Hi Jos, how are you finding these strange times?

There are drawbacks of course, but since I have been retired now for seven years, it should and does not make a difference in my dominant pastime, i.e. writing books about hearing and deafness in general. I submitted my latest book, Brain Oscillations, Synchrony and Plasticity: Basic Principles and Application to Auditory-Related Disorders on 1 May, to Academic Press and await the proofs [1]. One other drawback is the ‘COVID pounds’ due to less activity; I used to walk to my emeritus office (courtesy of the University of Calgary) which is on the 14th floor of the Education Tower with a splendid view of the Rocky Mountains. The walk is 30 minutes so, in total, that deprives me of a good one-hour brisk walk a day. In addition, I do not see my colleagues and miss the chats.

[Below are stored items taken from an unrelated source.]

PR #206, opened 2019-04-16
Lagom 1.5.0

renatocaval:


johanandren:
I think it was temporary failures, retriggered those two build steps that failed now.

TimMoore:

Going back to the beginning of your career, I believe that you originally worked in the audiology clinic as a physicist. What inspired you to make the move into research?

You are partially right; I did my PhD work in a lab of the ENT department of the Leiden University Hospital, so that was pure research. I defended my thesis, entitled ‘Time dependent properties of action potentials in the guinea pig cochlea’ in July 1972. One of my ENT friends, Dick Odenthal, noted that this could be applied directly to humans, and so the Leiden version of electrocochleography was born. I did up to 10 ECochGs a week, and you could call this clinical work, but it also had a very large research component - see our Acta Supplement [2]. A little later, I went on a sabbatical leave (1976-77) at the House Ear Institute in Los Angeles to learn ABRs and combine these with ECochGs in the detection of acoustic neuroma. This is where my nearly 40-year collaboration with Manny Don started. Our JASA papers from 1978 and later on derived and narrow-band ABRs are still heavily cited.

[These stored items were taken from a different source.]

PR #209, opened 2019-04-24
-m

renatocaval:


lagom-persistence-couchbase/core/src/main/scala/com/lightbend/lagom/internal/persistence/couchbase/CouchbaseReadSideSessionProvider.scala
```diff
@@ -1,19 +0,0 @@
...
-
-import scala.concurrent.ExecutionContext
-
-/**
- * Internal API
- */
-private[lagom] object CouchbaseReadSideSessionProvider {
-
-  def apply(system: ActorSystem, executionContext: ExecutionContext): CouchbaseSession =
-    ???
```
renatocaval: It's clear that this one is not being used. Probably a leftover from some previous refactoring.

renatocaval:
Sorry for this stupid commit message and PR title. I didn't see it. I have a script that commits a change and sends a PR in one shot and apparently, I did some bad manipulation and it used `-m` as the message.

Issue #211, opened 2019-04-25
Prefer x.y.z version names


ignasi35:
Prior to 1.0.0, it is common in the Akka ecosystem to use `0.x` versions.

We should converge to `x.y.z` after `1.0.0

patriknw:
I agree, it should be 1.0.x. Let’s fix for 1.0.1

johanandren:
Ah, sorry, I didn't think about this sine we started out with a two digit version.

ennru:
This uses the major.minor.patch scheme now.

PR #213, opened 2019-04-29
Update project support info for docs

johanandren:


johanandren:
Snuck in a pre-fix for #211 here as well

johanandren:
Enno pointed out that we use sbt-dynver here, so no way to pre-fix #211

So, being educated as a physicist, the move was from pure research to more applied (clinical related) work. The experience in the Leiden ENT Department has had a life-long impact: although I start any new topic with basic research there is frequently a spin-off for clinical audiology.

For many years, tinnitus was a lonely field to research. What are your reflections on how the field has developed, and the research community that has grown?

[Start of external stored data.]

PR #221, opened 2019-07-11
Lagom 1.6.0-M4

### LINKED ISSUE #204: Publish Lagom modules for Scala 2.13
Depends on lagom/lagom#1240

marcospereira:
## Purpose

Fixes #204.

Update to use Lagom 1.6.0-M4. This version is cross built to Scala 2.13, so this PR also updates from 2.13.0-M5 to 2.13.0 GA, which then requires some other deps updates.

Since `scalacOptions` is configured to fail on warnings, some code changes were made.

## Changes

- Lagom 1.6.0-M4
- Scala 2.13
- Akka 2.6.0-M4 (meaning Scala 2.11 is gone).

## Missing tasks

- [ ] Travis job to build using Scala 2.13.0

### DIFF
--- a/build.sbt
+++ b/build.sbt
@@ -34,7 +34,6 @@ def common: Seq[Setting[_]] = Seq(
     "-Xlint",
     "-Ywarn-dead-code",
     "-Ywarn-numeric-widen",
-    "-Xfuture",
     "-Xfatal-warnings"
   ),
   bintrayOrganization := Some("akka"),
@@ -128,7 +127,6 @@ lazy val `copy-of-lagom-persistence-test` =
       // This modules copy-pasted preserve it as is
       scalafmtOnCompile := false,
       libraryDependencies := Dependencies.`copy-of-lagom-persistence-test`,
-      crossScalaVersions -= Dependencies.Scala213,
     )
 
 lazy val `lagom-persistence-couchbase-core` = (project in file("lagom-persistence-couchbase/core"))
@@ -139,7 +137,6 @@ lazy val `lagom-persistence-couchbase-core` = (project in file("lagom-persistenc
   .settings(
     name := "lagom-persistence-couchbase-core",
     libraryDependencies := Dependencies.`lagom-persistence-couchbase-core`,
-    crossScalaVersions -= Dependencies.Scala213,
   )
 
 lazy val `lagom-persistence-couchbase-javadsl` = (project in file("lagom-persistence-couchbase/javadsl"))
@@ -154,7 +151,6 @@ lazy val `lagom-persistence-couchbase-javadsl` = (project in file("lagom-persist
   .settings(
     name := "lagom-javadsl-persistence-couchbase",
     libraryDependencies := Dependencies.`lagom-persistence-couchbase-javadsl`,
-    crossScalaVersions -= Dependencies.Scala213,
   )
   .enablePlugins(MultiJvmPlugin)
   .configs(MultiJvm)
@@ -172,7 +168,6 @@ lazy val `lagom-persistence-couchbase-scaladsl` = (project in file("lagom-persis
   .settings(
     name := "lagom-scaladsl-persistence-couchbase",
     libraryDependencies := Dependencies.`lagom-persistence-couchbase-scaladsl`,
-    crossScalaVersions -= Dependencies.Scala213,
   )
   .enablePlugins(MultiJvmPlugin)
   .configs(MultiJvm)
--- a/build.sbt
+++ b/build.sbt
@@ -21,7 +21,7 @@ inThisBuild(
 )
 
 def common: Seq[Setting[_]] = Seq(
-  crossScalaVersions := Seq(Dependencies.Scala213, Dependencies.Scala212, Dependencies.Scala211),
+  crossScalaVersions := Seq(Dependencies.Scala213, Dependencies.Scala212),
   scalaVersion := Dependencies.Scala212,
   crossVersion := CrossVersion.binary,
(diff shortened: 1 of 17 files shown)


build.sbt
```diff
@@ -34,7 +34,6 @@ def common: Seq[Setting[_]] = Seq(
     "-Xlint",
     "-Ywarn-dead-code",
     "-Ywarn-numeric-widen",
-    "-Xfuture",
```
marcospereira: Deprecated in Scala 2.13, so I removed it. But we can add it conditionally if you consider it is a better option.

core/src/test/scala/akka/testkit/WithLogCapturing.scala
```diff
@@ -16,7 +16,7 @@ import org.scalatest.{Outcome, SuiteMixin, TestSuite}
 /**
  * Capture all log events and print them only for failing tests
  */
-trait WithLogCapturing extends SuiteMixin { this: TestSuite ⇒
```
marcospereira: `⇒` is deprecated in Scala 2.13.

core/src/main/scala/akka/persistence/couchbase/internal/N1qlQueryStage.scala
```diff
@@ -109,7 +109,7 @@ private[akka] final class N1qlQueryStage[S](live: Boolean,
 
       override def preStart(): Unit = {
         if (live)
-          schedulePeriodicallyWithInitialDelay(Poll, settings.liveQueryInterval, settings.liveQueryInterval)
+          scheduleAtFixedRate(Poll, settings.liveQueryInterval, settings.liveQueryInterval)
```
marcospereira: `schedulePeriodicallyWithInitialDelay` is deprecated.

lagom-persistence-couchbase/scaladsl/src/test/scala/com/lightbend/lagom/scaladsl/persistence/couchbase/CouchbaseReadSideSpec.scala
```diff
@@ -40,9 +39,7 @@ class CouchbaseReadSideSpec
 
   override def getAppendCount(id: String): Future[Long] = readSide.getAppendCount(id)
 
-  override def afterAll(): Unit = {
-    persistentEntityRegistry.gracefulShutdown(5.seconds)
```
marcospereira: `gracefulShutdown` was a no-op in Lagom 1.5.x and it was removed in 1.6.x.

marcospereira:
@johanandren maybe this has too many changes, but I kept them isolated in smaller commits. I'm also unsure about the policy around updating Akka and dropping Scala 2.11 for these satellite projects.

core/src/main/scala/akka/persistence/couchbase/internal/N1qlQueryStage.scala
johanandren: I wonder if we backported that to 2.5 though?

johanandren:
Tricky, having to drop 2.11 is only a consequence of having the Lagom support in the same release-build as the core Couchbase journal stuff, right? Could be the time we need to split the two so that the journal can stay compatible with Akka 2.5 + Scala 2.11-2.13 and Akka 2.6 2.12-2.13 while the lagom support modules are more selective in what they work with?

marcospereira:
Hey @johanandren,

> Could be the time we need to split the two so that the journal can stay compatible with Akka 2.5 + Scala 2.11-2.13 and Akka 2.6 2.12-2.13 while the lagom support modules are more selective in what they work with?

I was thinking about this yesterday and, while I agree that having compatibility with Akka 2.5 and 2.6 is a good thing, it is pushing our users (Play & Lagom users at least) in some non-ideal situations. For example, Play and Lagom force the use of Akka 2.6, but some modules that depend on both Play/Lagom **and** Akka are causing [mixed versions](https://doc.akka.io/docs/akka/current/common/binary-compatibility-rules.html#mixed-versioning-is-not-allowed) since Akka modules depend on 2.5 instead.

And now we have this mismatch between Scala versions as well.

Does it make sense for Akka modules to cut new major/minor versions depending on 2.6 and dropping Scala 2.11 so that we can avoid these mismatches for Play and Lagom users?

lagom-persistence-couchbase/scaladsl/src/test/scala/com/lightbend/lagom/scaladsl/persistence/couchbase/CouchbaseReadSideSpec.scala
ignasi35: gracefully shutting down is delegated to Coordinated Shutdown, so maybe this test needs to run Coordinated Shutdown (even though a plain `actorSystem.terminate` will do too)

johanandren:
Given that this was released as a 1.0 during the Akka 2.5 lifecycle and that 2.6 is not yet released I don't think we can drop 2.6 support. I think dropping Scala 2.11 would be ok though.

I'd like to keep this library minimal effort since it is so new and we don't know of a large user base yet, keeping parallell branches like we do for Cassandra seems like a waste of effort.

Releasing the Lagom modules here on a different cadence with a different supported set of Scala + Akka seems like the right thing to do, not sure how big effort that would be - would we need a separate repo for example (we already sort of have done that with the connector living in Alpakka nowadays).

I think the transitive version-downgrade is a separate (an bigger) issue that we may have to discuss across teams.

marcospereira:
This is outdated now.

For me it started at the the second International Tinnitus Symposium (ITS) which was held in New York City in 1983. I was, at that time, still living in the Netherlands and was invited to give a talk about physiological mechanisms of tinnitus. I had never studied tinnitus but had experienced it weekly in transient form, following shooting practice during my military service (1967-68). Thus, I had at least an idea of how it sounded and knew one aetiology and decided to talk about ‘Tinnitus: Some thoughts about its origin’. In hindsight, I made some comments that were relevant. After moving to Calgary in 1986, the first tinnitus conference that I attended was the fourth ITS held in Bordeaux, France, in 1991.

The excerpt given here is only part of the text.